(Stored data)
PR #53421, opened 2024-01-04
Add .github/sync-translations.php

nicolas-grekas:
| Q             | A
| ------------- | ---
| Branch?       | 5.4
| Bug fix?      | no
| New feature?  | no
| Deprecations? | no
| Issues        | -
| License       | MIT

That's the script I used in #53404

With current branch numbers as example: when adding a new message to translate on 7.1, we would ask the author to add it to the "en.xlf" file on 5.4, to run this script, and only then to send the PR on 5.4
This would ensure new messages are duplicated in all languages.

We could also run chatgpt on that PR to pre-fill all translations, building on #53417

### DIFF
--- a/.github/sync-translations.php
+++ b/.github/sync-translations.php
@@ -1,0 +1,88 @@
+<?php
+
+// This script should be run after adding a new message to translate.
+// It will ensure that all messages in "*.en.xlf" files are propagated to all languages.
+// The resulting diff should then be submitted as a PR on the lowest maintained branch,
+// possibly after using GPT to translate all the targets it contains
+// (state="needs-review-translation" should then be used on corresponding target tags.)
+
+use Symfony\Component\Finder\Finder;
+use Symfony\Component\Translation\Loader\XliffFileLoader;
+use Symfony\Component\Translation\MessageCatalogue;
+
+require __DIR__.'/../vendor/autoload.php';
+
+function dumpXliff1(string $defaultLocale, MessageCatalogue $messages, string $domain)
+{
+    $dom = new \DOMDocument('1.0', 'utf-8');
+    $dom->formatOutput = true;
+
+    $xliff = $dom->appendChild($dom->createElement('xliff'));
+    $xliff->setAttribute('version', '1.2');
+    $xliff->setAttribute('xmlns', 'urn:oasis:names:tc:xliff:document:1.2');
+
+    $xliffFile = $xliff->appendChild($dom->createElement('file'));
+    $xliffFile->setAttribute('source-language', str_replace('_', '-', $defaultLocale));
+    $xliffFile->setAttribute('target-language', 'no' === $messages->getLocale() ? 'nb' : str_replace('_', '-', $messages->getLocale()));
+    $xliffFile->setAttribute('datatype', 'plaintext');
+    $xliffFile->setAttribute('original', 'file.ext');
+
+    $xliffBody = $xliffFile->appendChild($dom->createElement('body'));
+    foreach ($messages->all($domain) as $source => $target) {
+        $translation = $dom->createElement('trans-unit');
+        $metadata = $messages->getMetadata($source, $domain);
+
+        $translation->setAttribute('id', $metadata['id']);
+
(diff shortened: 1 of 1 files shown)


nicolas-grekas:
With current branch number as example:
when adding a new message to translate on 7.1, we would ask the author to add it to the "en.xlf" file on 5.4, *to run this script*, and only then to send the PR on 5.4
This would ensure new messages are duplicated in all languages.

stof:
The file name looks weird as this script is not really _checking_ translations but adding missing untranslated messages.

.github/check-translations.php
```diff
@@ -0,0 +1,86 @@
+<?php
```
keradus:
```suggestion
<?php

declare(strict_types=1);
```

nicolas-grekas: we don't use strict types as you might know.

nicolas-grekas:
Script renamed to sync-translations.php
I also added a comment to explain how it should be used when adding a new message to translate.

.github/sync-translations.php
```diff
@@ -0,0 +1,90 @@
...
+
+foreach (['Security/Core' => 'security', 'Form' => 'validators', 'Validator' => 'validators'] as $component => $domain) {
+    $dir = __DIR__.'/../src/Symfony/Component/'.$component.'/Resources/translations';
+
+    $enCatalogue = (new XliffFileLoader())->load($dir.'/'.$domain.'.en.xlf', 'en', $domain);
+
+    file_put_contents($dir.'/'.$domain.'.en.xlf', dumpXliff1('en', $enCatalogue, $domain));
+    $finder = new Finder();
+
+    foreach ($finder->files()->in($dir)->name('*.xlf') as $file) {
```
xabbuh, line 69: What about skipping the `en` files here?

nicolas-grekas: I removed the dedicated `file_put_contents` instead (keeping "en" in the loops is the way to fix its cs now)

.github/check-translations.php
keradus: I know for whole project it's challenging, but for standalone script, I would recommend it ;)

.github/sync-translations.php
```diff
@@ -0,0 +1,88 @@
...
+    $dom = new \DOMDocument('1.0', 'utf-8');
+    $dom->formatOutput = true;
+
+    $xliff = $dom->appendChild($dom->createElement('xliff'));
+    $xliff->setAttribute('version', '1.2');
+    $xliff->setAttribute('xmlns', 'urn:oasis:names:tc:xliff:document:1.2');
+
+    $xliffFile = $xliff->appendChild($dom->createElement('file'));
+    $xliffFile->setAttribute('source-language', str_replace('_', '-', $defaultLocale));
+    $xliffFile->setAttribute('target-language', 'no' === $messages->getLocale() ? 'nb' : str_replace('_', '-', $messages->getLocale()));
```
stof, line 26: why this `no` vs `nb` thing ? Why would we have a `no` locale in Symfony if that's not the actual code of the locale ?

.github/check-translations.php
stof: strict mode is not safer than the coercive mode, especially in modern PHP version where unsafe coercion rules have been removed or deprecated (the actual safe version will be PHP 9 when the deprecated ones of PHP 8.x are turned into errors).
Strict mode tend to force you to use explicit casting instead. And explicit casting is **very** unsafe as it will happily perform operations that lose information totally silently. `(int) "I'm not a number"` will give you `0` without any warning, while an implicit coercion by a non-strict-mode parameter will reject it)

keradus: ha, i was actually preventing any casting in my codebase, but I guess I do not handle that much user input.

.github/sync-translations.php
nicolas-grekas: we have a test case that ensures that "no" is an alias of "nb", which it is semantically.

fabpot (approved):

fabpot:
Thank you @nicolas-grekas.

# [TASK DETAILS]
How many lines of the entries include the string "casting"? Answer with a number and no other words.

# [PROBLEM SOLUTION]
2